The accounts of a police raid at the Marion County Record, a newspaper in Kansas, are disturbing, not only to newsrooms across the country like ours here in Vineyard Haven, but to democracy worldwide.
According to major news outlets, police raided the weekly paper, seizing computers, phones, and other items from reporters, editors, and the owners, as well as a city official. A local judge gave permission for the search warrant based on information that a reporter at the paper had not properly accessed records about the driving records of a local businesswoman. But Record representatives say they legally accessed information from a public database, finding the woman was driving without a license after receiving a DUI. They shared those records with local officials, but never published anything about it. The paper had also investigated anonymous tips about sexual misconduct claims against the city’s police chief while at a previous job.
The county attorney, following broad condemnation of the seizures, ordered all of the materials to be returned to the newspaper. Miraculously, the Record was able to put out last week’s paper a few days after the raid — hobbling together stories with a sports reporter and a photographer’s computers — with the bold headline, “Seized … But Not Silenced” in a banner large-font headline.

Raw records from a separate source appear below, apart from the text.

PR #1925, opened 2022-11-22
Using the new base python image

osherdp:
Change the way we're installing the desired Python version. Instead of doing ``make install`` with provided code from the base image, this just uses a base image which has Python installed.
It reduces image size from 2.91GB to 2.54GB, as well as installation times (from 8m17 to 5m46).

### DIFF
--- a/Dockerfile.assisted-test-infra
+++ b/Dockerfile.assisted-test-infra
@@ -1,6 +1,6 @@
 FROM quay.io/edge-infrastructure/assisted-service:latest AS service
 
-FROM quay.io/centos/centos:stream9
+FROM quay.io/assisted-installer-ops/base-python:3.11.0
 
 # A directory in the path with write permission even for non-root users
 ENV TOOLS=/tools/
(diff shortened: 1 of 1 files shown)


Dockerfile.assisted-test-infra
```diff
@@ -1,6 +1,6 @@
 FROM quay.io/edge-infrastructure/assisted-service:latest AS service
 
-FROM quay.io/centos/centos:stream9
+FROM quay.io/assisted-installer-ops/base-python:3.11.0
```
adriengentil, line 3: should we move the dockerfile behind this image publicly in github ?

osherdp: You mean moving only the dockerfile, or moving the entire repo from gitlab to github and also using some other ci/cd env?

adriengentil: yeah I meant with the ci/cd, that's sad because we spend so much time to build it with gitlab

PR #1928, opened 2022-11-23
MGMT-12670: Set terraform parameters only on `create_nodes` and `destroy_nodes`

eliorerz:
This allowing us to update node configurations after the cluster was created but before creating the nodes
e.g.
```python
class TestInstall(BaseTest):

    def test_install(self, cluster, controller_configuration):
        min_host_ocp_requirements = cluster.get_preflight_requirements()
        controller_configuration.master_vcpu = min_host_ocp_requirements.ocp.master.quantitative.cpu_cores

```

/cc @osherdp

### DIFF
--- a/src/assisted_test_infra/test_infra/controllers/node_controllers/terraform_controller.py
+++ b/src/assisted_test_infra/test_infra/controllers/node_controllers/terraform_controller.py
@@ -27,9 +27,9 @@ class TerraformController(LibvirtController):
         self._suffix = self._entity_name.suffix or get_name_suffix()
         self.tf_folder = config.tf_folder or self._create_tf_folder(self._entity_name.get(), config.tf_platform)
         self.network_name = config.network_name + self._suffix
-        self.params = self._terraform_params(**config.get_all())
         self.tf = terraform_utils.TerraformUtils(working_dir=self.tf_folder)
         self.master_ips = None
+        self._params = Munch()
 
     @property
     def entity_name(self) -> BaseName:
@@ -39,6 +39,9 @@ class TerraformController(LibvirtController):
     def cluster_name(self) -> str:
         warnings.warn("cluster_name is deprecated. Use Controller.entity_name instead.", DeprecationWarning)
         return self._entity_name.get()
+
+    def _get_params_from_config(self) -> Munch:
+        return self._terraform_params(**self._config.get_all())
 
     def _create_tf_folder(self, name: str, platform: str):
         if isinstance(self._entity_config, BaseInfraEnvConfig):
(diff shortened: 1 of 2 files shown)


src/assisted_test_infra/test_infra/controllers/node_controllers/terraform_controller.py
```diff
@@ -316,12 +318,15 @@ def _delete_virsh_resources(cls, *filters):
         virsh_cleanup.clean_virsh_resources(skip_list=skip_list, resource_filter=filters)
 
     def prepare_nodes(self):
+        self._params = self._terraform_params(**self._config.get_all())
```
osherdp, line 321: if ``_params`` is something that should always dynamically infer its value from ``_config``, maybe we should make it a property:
```
@property
def _params(self):
    return self._terraform_params(**self._config.get_all())
```

Otherwise it's hard to remember having this line whenever we're using it (think of new methods added to the controller class)

osherdp (changes requested):

src/assisted_test_infra/test_infra/controllers/node_controllers/terraform_controller.py
eliorerz: I thought doing that, but we don't want to get it dynamically every time we want to access some variable, that is why we save params value on protected property and updating it only when destroying/creating nodes.
I'll add method for getting params from config. that might be better

src/assisted_test_infra/test_infra/controllers/node_controllers/terraform_controller.py
```diff
@@ -40,6 +40,9 @@ def cluster_name(self) -> str:
         warnings.warn("cluster_name is deprecated. Use Controller.entity_name instead.", DeprecationWarning)
         return self._entity_name.get()
 
+    def _get_params_from_config(self):
```
osherdp, line 43: add type annotation

osherdp (changes requested):

src/assisted_test_infra/test_infra/controllers/node_controllers/terraform_controller.py
eliorerz: OK, I'll wait that all of the jobs will pass and if so I'll update it and will override the jobs

eliorerz:
/override ci/prow/e2e-metal-assisted-ipv4v6
/override ci/prow/e2e-metal-assisted-ipv6
/override ci/prow/e2e-metal-assisted-none
/override ci/prow/e2e-metal-assisted-static-ip-suite 

osherdp (approved):

PR #1929, opened 2022-11-28
NO-ISSUE: Gather logs using sos report on nodes

adriengentil:
Use sos report along with toolbox to gather the logs from cluster
nodes

### DIFF
--- a/src/assisted_test_infra/download_logs/resources/man_sosreport.sh
+++ b/src/assisted_test_infra/download_logs/resources/man_sosreport.sh
@@ -1,135 +1,15 @@
 #!/bin/bash
-export LANG=C
 
-# If this script hangs, un-comment the below two entries and note the command that the script hangs on.  Then comment out that command and re-run the script.
-# set -x
-# set -o verbose
+SOS_TMPDIR="/var/tmp"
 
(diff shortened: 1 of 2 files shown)


src/assisted_test_infra/download_logs/resources/man_sosreport.sh
```diff
@@ -1,135 +1,15 @@
...
 
-echo -e "Gathering system information..."
-hostname &> hostname
-cp -a /etc/redhat-release  ./etc/ 2>> error_log
-uptime &> uptime
+sudo toolbox sos report --batch --tmp-dir "${SOS_TMPDIR}" --compression-type xz --all-logs \
+                   -o processor,memory,container_log,filesys,logs,crio,podman,openshift,openshift_ovn,networking,networkmanager,rhcos \
+                   -k crio.all=on -k crio.logs=on \
+                   -k podman.all=on -k podman.logs=on \
+                   -k openshift.with-api=on
```
osherdp, line 12: I saw there's an option to set a global timeout for all plugins
Maybe we should do so to make sure we always have as much data as we can?

adriengentil:
/close
in favour of https://github.com/openshift/assisted-test-infra/pull/1943

PR #1934, opened 2022-11-30
Add return to get_disks

bkopilov:
Current nody.py get_disks function returns none instead of disks Fixed and added return.

### DIFF
--- a/src/assisted_test_infra/test_infra/controllers/node_controllers/node.py
+++ b/src/assisted_test_infra/test_infra/controllers/node_controllers/node.py
@@ -172,7 +172,7 @@ class Node:
         self.set_ram_kib(self.original_ram_kib)
 
     def get_disks(self):
-        self.node_controller.list_disks(self.name)
+        return self.node_controller.list_disks(self.name)
 
     def attach_test_disk(self, disk_size, **kwargs):
         return self.node_controller.attach_test_disk(self.name, disk_size, **kwargs)


bkopilov:
@osherdp @eliorerz

src/assisted_test_infra/test_infra/controllers/node_controllers/node.py
```diff
@@ -172,7 +172,7 @@ def reset_ram_kib(self):
         self.set_ram_kib(self.original_ram_kib)
```
osherdp, line 173: Can you please add return type annotation to this function?

osherdp (changes requested):

src/assisted_test_infra/test_infra/controllers/node_controllers/node.py
osherdp: It's just something we're trying to improve over time, to help IDE do auto-completion in our code

bkopilov: Well maybe we can switch to properties ...  but not at this patch :)

osherdp: properties?
I mean:
```
def get_disks(self) -> List[<whatever it is>]:
```

and ``List`` imported via ``from typing import List``

bkopilov: I mean in python , do somthing like:

@property
def disks(self):
        self.node_controller.list_disks(self.name)

@disks.setter
def disk(self,....)

In case we have a simple get method and the name is in self we can use it ... 
about annotations ,
Need add anotations to all functions , can we do it in a seperate patch .. ?  i can do it if you like
.... 

or similar 
get_disks = property(get_disks)

It will allow us to call to the functions from instance like:
instance.disks

osherdp: yeah but you added this properties idea like it's connected to what I asked... it has almost nothing to do with it :) 

either way I'm okay this time if you'll do it in a separate patch
just bear in mind we prefer grouping relating changes in one PR instead of splitting it across multiple PRs. Especially when talking about such small change of adding a type annotation to a specific function

osherdp:
/retest
(just equinix missing machines, nothing relevant to those changes)

osherdp (approved):

src/assisted_test_infra/test_infra/controllers/node_controllers/node.py
bkopilov: yee agree , let me fix the while class in a single patch ...  a good start to learn this repo

bkopilov: And of course i will have to comment and fix by your requests to keep the review process as needed.

PR #1942, opened 2022-12-08
Allow 'onprem' deploy-target in hub-cluster setup

osherdp:
Back in https://github.com/openshift/assisted-test-infra/pull/1915 I forgot to allow setup for onprem/podman installation mode.

This should fix it.


eliorerz (approved):
LGTM

PR #1943, opened 2022-12-08
MGMT-11712: Gather logs using sos report on nodes

vrutkovs:
Use sos report along with toolbox to gather the logs from cluster
nodes.

https://github.com/openshift/assisted-test-infra/pull/1929 + feedback addressed


vrutkovs:
/hold

Not sure if this would reliably work with disconnected

vrutkovs:
/hold cancel

SOS report now has standard format

vrutkovs:
cc @eliorerz 

This also changes `is_active` implementation of vsphere/nutanix provider to assume all nodes are up (later on we'll need to use API to determine that, but for now we'll just not receive the sos report if the node is down)

adriengentil (approved):

vrutkovs:
Right, nutanix will be fixed in https://github.com/openshift/release/pull/35548
/skip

It’s a wild story, with more details fit to print, but to the greater question of why this is relevant to our Island, the raid leaves newspaper organizations across the country wondering: If we investigate a local police department, local officials, or local businesses, will law enforcement come pounding on our door? With newspapers already on shoestring budgets, can we afford court battles? Will our staff want to deal with that? What other news organizations have faced such retaliation, but didn’t make the mainstream media?

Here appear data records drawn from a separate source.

PR #1947, opened 2022-12-12
Add drop cache when change nodes state

bkopilov:
Current iptables fixture tears down nodes in order modify iptables. When the machines started again the cached info must be refreshed.

In case machines state changed like stop/reboot cashed info may hide bugs in the node controllers or fail tests.

### DIFF
--- a/src/tests/base_test.py
+++ b/src/tests/base_test.py
@@ -648,9 +648,19 @@ class BaseTest:
             log.info(f"Given node ips: {given_node_ips}")
 
             for _rule in iptables_rules:
-                _rule.add_sources(given_node_ips)
-                rules.append(_rule)
-                _rule.insert()
+                if not given_node_ips:
+                    # in case a rule without given_node_ips
+                    rules.append(_rule)
+                    _rule.insert()
+                    continue
+                for source in given_node_ips:
+                    # iptables check broken for list of sources
+                    # copy base rule and add a single source.
+                    copy_rule = deepcopy(_rule)
+                    copy_rule.add_sources([source])
+                    log.info(f"Adding rule with source: {copy_rule}")
+                    rules.append(copy_rule)
+                    copy_rule.insert()
 
         yield set_iptables_rules_for_nodes
         log.info("---TEARDOWN iptables ---")
--- a/src/assisted_test_infra/test_infra/controllers/iptables.py
+++ b/src/assisted_test_infra/test_infra/controllers/iptables.py
@@ -62,7 +62,8 @@ class IptableRule:
             utils.run_command(insert_rule, shell=True)
 
     def delete(self) -> None:
-        if self._does_rule_exist():
-            delete_rule = self._build_command_string(IpTableCommandOption.DELETE)
+        delete_rule = self._build_command_string(IpTableCommandOption.DELETE)
+        # delete duplicate rules - iptable deletes only first hit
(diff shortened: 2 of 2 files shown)


bkopilov:
@osherdp @lalon4 

Please review

adriengentil:
/ok-to-test

Would it make sense to drop the cache directly in `shutdown_given` and `shutdown_all`? So everytime shutdown is called, the cache would be dropped and potentially prevent potential discrepancies in other parts of test-infra.
https://github.com/openshift/assisted-test-infra/blob/12e7865c87c4b93e5ee26d9d7ad85ddeb1fcd330/src/assisted_test_infra/test_infra/helper_classes/nodes.py#L112

bkopilov:
> /ok-to-test
> 
> Would it make sense to drop the cache directly in `shutdown_given` and `shutdown_all`? So everytime shutdown is called, the cache would be dropped and potentially prevent potential discrepancies in other parts of test-infra.
> 
> https://github.com/openshift/assisted-test-infra/blob/12e7865c87c4b93e5ee26d9d7ad85ddeb1fcd330/src/assisted_test_infra/test_infra/helper_classes/nodes.py#L112

[bkopilov] Yes , the cache is reall risky if something goes wrong during tests or events.

src/tests/base_test.py
```diff
@@ -644,7 +644,8 @@ def set_iptables_rules_for_nodes(
             for node in given_nodes:
                 given_node_ips.append(node.ips[0])
             cluster.nodes.shutdown_given(given_nodes)
-
+            # Clear cached info about nodes after shutdown
+            cluster.nodes.drop_cache()
```
osherdp, line 648: Why we need to do the shutdown in the first place? Any chance you know?

bkopilov: The iptables fixture from base_test.py run shutdown, no idea if we really need shutdown.
We have failures in CI in tests that use this fixture and i suspect that when the libvirt comes back we dont have the latest ip.

osherdp: So let's try to remove the shutdown if it serves no purpose
There's no reason to just do more actions and increase our chances of failure

bkopilov: How do you recommend to fix all other cases when we stop/ reboot nodes during test lifetime ?

lalon4: No, lets not remove the shutdown, it was implemented long time ago, there was a reason - if i am not mistaken if for the rules to apply, proxy tests are highly depended on it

In the age of corporate takeovers, social media, artificial intelligence, and everything else, we hope that government and police overreach isn’t another slice against local newspapers in a death by a thousand cuts. According to the Hussman School of Journalism and Media, the country has lost a quarter of its newspapers, mostly weeklies, over the past two decades, an astonishing number.
Newspapers, and the communities that they cover and protect, have never been in greater need of the courts to stop government overreach, which is exactly what didn’t happen in Marion, Kan.
The Times would like to be on record strongly condemning the police department’s actions, and to persuade any local law enforcement agency to never go to such lengths here.
There are some similarities with The Times and the Record that are worth pointing out. The New York Times recently published a story that the Record was known by some in the community for being a bit of a troublemaker, or, as editor Eric Meyer said, they were doing their job as a “watchdog with aggressive reporting.” The New York Times story suggests that the raid was the culmination of some tension between the newspaper and some in the community. Unofficially, our newsroom here in Vineyard Haven has been described in those same dogged terms, committed to holding public officials accountable, a tag that we’re proud of.
First, there is no indication that any local police department would ever raid The Times. Some of our work, which has been praised by regional press associations, includes uncovering embarrassing moments about our local police departments, and holding public officials accountable. And while accessing those records had its challenges, we were never raided. But what happened in Kansas does remind us of how fragile our democracy is, and how we’re not far off from some countries where state media rules the day, and independent journalists are constantly under attack, if not killed. It only takes a reckless police chief and a bad judge.
In fairness, raids on newspaper organizations are incredibly rare in the U.S., because they are illegal. There are broad protections against news organizations. Police can access a search warrant when someone’s life might be at stake, or if staff broke the law, but that’s after all other investigative options have been exhausted, which doesn’t seem to have happened in Kansas.
There’s also been broad support for the Record. According to the editor, their subscribers have grown by 50 percent, with new readers from around the world buying subscriptions.
And First Amendment and press advocates have shown their support. The Reporters Committee for Freedom of the Press sent a letter, signed by many national media outlets, to the Marion Police Department, condemning their actions. The letter states that seizing the equipment substantially interfered with the Record’s “First Amendment–protected newsgathering,” and risked “chilling the free flow of information in the public interest more broadly.”
We’re hopeful the reaction to the raids will further dispel any ideas of doing it again, whether in Kansas or here on the Vineyard.